The question here is whether the next launch will be substantially delayed by regulatory agencies (eg FAA license) past when they otherwise would have been ready to fly.
This could be a bit of a judgement call (at least, without having an insider at SpaceX and the FAA). If anyone has a suggestion in the comments for more precise resolution criteria, I'm open to hearing it.
I also reserve the option of resolving this one to market if the market price seems reasonable and not manipulated.
Because it is a judgement call I will not trade in this market.
Is Musk tweeting
https://twitter.com/elonmusk/status/1699233677979390280
"Starship is ready to launch, awaiting FAA license approval"
then having a substantial delay before launch satisfy the requirements?

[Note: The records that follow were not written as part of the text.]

PR #690, opened 2017-12-05
PHPC-967: Add support for reading and writing OP_COMPRESSED

derickr:


php_phongo.c
```diff
@@ -1388,6 +1388,20 @@ static bool php_phongo_apply_options_to_uri(mongoc_uri_t *uri, bson_t *options T
...
 			continue;
 		}
+
+		if (!strcasecmp(key, MONGOC_URI_COMPRESSORS)) {
+			if (!BSON_ITER_HOLDS_UTF8(&iter)) {
+				PHONGO_URI_INVALID_TYPE(iter, "string");
+				return false;
+			}
+
+			if (!mongoc_uri_set_compressors(uri, bson_iter_utf8(&iter, NULL))) {
```
jmikola: Can we get some error tests?

You should be able to copy existing tests for `PHONGO_URI_INVALID_TYPE()` errors. For `mongoc_uri_set_compressors()`, I see it only returns false if the value is `NULL` (not possible with this code path) or the string contains invalid UTF-8. There should be some invalid UTF-8 strings in other tests (e.g. `bson-toPHP_error-004.phpt`) that you can re-use.

AFAIK, there's no way to determine if compressors are enabled once the client is constructed, so we probably don't need tests to demonstrate successful application of the option. If you did, though, it looks like "noop" is always a supported compressor type (even if snappy and zlib are disabled).

tests/connect/compression_error-002.phpt
```diff
@@ -0,0 +1,19 @@
...
+
+echo throws(function() {
+	$manager = new MongoDB\Driver\Manager(STANDALONE, [ 'compressors' => "foo\xFEbar"] );
+}, 'MongoDB\Driver\Exception\UnexpectedValueException'), "\n";
+?>
+===DONE===
+<?php exit(0); ?>
+--EXPECTF--
+OK: Got MongoDB\Driver\Exception\UnexpectedValueException
+Detected invalid UTF-8 for fieldname "compressors": foo�bar
```
jmikola: As-is, this can use `EXPECT` instead of `EXPECTF`. If you want to be consistent with other UTF-8 error tests, we tend to use `: %s` at the end instead of repeating the input.

tests/connect/compression_error-002.phpt
```diff
@@ -0,0 +1,19 @@
...
+MongoDB\Driver\Manager: Connecting with invalid compressor values
+--SKIPIF--
+<?php require __DIR__ . "/../utils/basic-skipif.inc"; ?>
+<?php NEEDS('STANDALONE'); CLEANUP(STANDALONE); ?>
+--FILE--
+<?php
+require_once __DIR__ . "/../utils/basic.inc";
+
+echo throws(function() {
+	$manager = new MongoDB\Driver\Manager(STANDALONE, [ 'compressors' => "foo\xFEbar"] );
```
jmikola: Four spaces in PHP files instead of tabs.

tests/connect/compression-001.phpt
```diff
@@ -0,0 +1,18 @@
...
+require_once __DIR__ . "/../utils/basic.inc";
+
+ini_set('mongodb.debug', 'stdout');
+$manager = new MongoDB\Driver\Manager(STANDALONE, [ 'compressors' => 'noop'] );
+ini_set('mongodb.debug', null);
+?>
+===DONE===
+<?php exit(0); ?>
+--EXPECTF--
+%A"compressors";s:4:"noop"%A
```
jmikola: This doesn't appear to test anything more than PHPC's own `Created client hash:` debugging, so I think we can just remove this test. Even if libmongoc's URI parsing failed to parse compressors entirely, this would still pass.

How long is "substantially delayed"?
Is this changed at all, if while the licence application is worked on submitted and reviewed, SpaceX does work on starship and/or ground support equipment without it being clear whether this work was necessary or just a useful improvement that wasn't strictly necessary.

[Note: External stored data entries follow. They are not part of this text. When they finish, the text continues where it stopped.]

PR #694, opened 2017-12-08
Fix tests with mongodb 3.6

derickr:


php_phongo.c
```diff
@@ -632,10 +633,12 @@ bool phongo_execute_write(mongoc_client_t *client, const char *namespace, php_ph
 		return false;
 	}
 
+	opts = bson_new();
```
jmikola: Where is this freed? Also, AFAIK this will always allocate memory. Using `BSON_INITIALIZER` and calling `bson_destroy()` later allows us to use a stack-allocated buffer within this function.

php_phongo.c
```diff
@@ -632,10 +633,12 @@ bool phongo_execute_write(mongoc_client_t *client, const char *namespace, php_ph
...
+
 	/* FIXME: Legacy way of specifying the writeConcern option into this function */
 	if (options && Z_TYPE_P(options) == IS_OBJECT && instanceof_function(Z_OBJCE_P(options), php_phongo_writeconcern_ce TSRMLS_CC)) {
 		zwriteConcern = options;
-	} else if (!phongo_execute_parse_options(client, server_id, options, PHONGO_COMMAND_WRITE, NULL, NULL, &zwriteConcern TSRMLS_CC)) {
+	} else if (!phongo_execute_parse_options(client, server_id, options, PHONGO_COMMAND_WRITE, opts, NULL, &zwriteConcern TSRMLS_CC)) {
```
jmikola: With no other changes to this function, `opts` are never used when executing the bulk write.

This isn't a concern for read preference and read concern, as those don't apply here. We also handle write concern explicitly below with a setter.

That said, it looks like we're missing an API in libmongoc to allow us to set a session on the bulk write. /cc @ajdavis

php_phongo.c
```diff
@@ -738,11 +742,13 @@ int phongo_execute_query(mongoc_client_t *client, const char *namespace, zval *z
...
 		mongoc_collection_set_read_concern(collection, query->read_concern);
 	}
+	
+	opts = bson_new();
 
 	/* FIXME: Legacy way of specifying the readPreference option into this function */
 	if (options && Z_TYPE_P(options) == IS_OBJECT && instanceof_function(Z_OBJCE_P(options), php_phongo_readpreference_ce TSRMLS_CC)) {
 		zreadPreference = options;
-	} else if (!phongo_execute_parse_options(client, server_id, options, PHONGO_COMMAND_READ, NULL, &zreadPreference, NULL TSRMLS_CC)) {
+	} else if (!phongo_execute_parse_options(client, server_id, options, PHONGO_COMMAND_READ, opts, &zreadPreference, NULL TSRMLS_CC)) {
```
jmikola: Same issues with `opts` as the bulk write fixes (never freed, and never used after options are parsed).

Unlike bulk write, we do have a way to pass opts in with the find command with `query->opts`. I think it would make more sense to pass that in here.

tests/server/server-executeBulkWrite-004.phpt
```diff
@@ -10,13 +10,6 @@ require_once __DIR__ . "/../utils/basic.inc";
 $manager = new MongoDB\Driver\Manager(REPLICASET);
 $server = $manager->selectServer(new MongoDB\Driver\ReadPreference(MongoDB\Driver\ReadPreference::RP_SECONDARY));
 
-$bulk = new MongoDB\Driver\BulkWrite();
-$bulk->insert(array('wc' => 0));
-
-$result = $server->executeBulkWrite(NS, $bulk, new MongoDB\Driver\WriteConcern(0));
-var_dump($result->isAcknowledged());
-var_dump($result->getInsertedCount());
```
jmikola: @ajdavis: This test currently fails with a "not master" error from the server. Were there changes in libmongoc 1.9.0 regarding the execution path for unacknowledged writes, whereby we now do get a server response and possible raise an error?

tests/server/server-executeCommand-002.phpt
```diff
@@ -64,6 +65,9 @@ object(stdClass)#%d (%d) {
       }
     }
   }
+  ["cursor"]=>
+  object(stdClass)#16 (0) {
+  }%A
```
jmikola: Is `%A` there to catch an implicit session ID (i.e. `lsid`) and `$clusterTime` (since we gossip it now)?

derickr: yes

@ChristopherRandles Sorry, at the time I wanted to wait and see a little bit as there seemed to be some ambiguity as to:
- They were actually ready (subsequent destacks and rehearsals vaguely suggest to me that at that time they weren't quite ready)
- It should be considered a regulatory issue, or perhaps more of a "they need to finish the plan they committed to" issue.
But now with them having done the wet dress rehearsal two weeks ago and still delayed due to Fish and Wildlife Service, that definitely qualifies in my book, so I just resolved YES.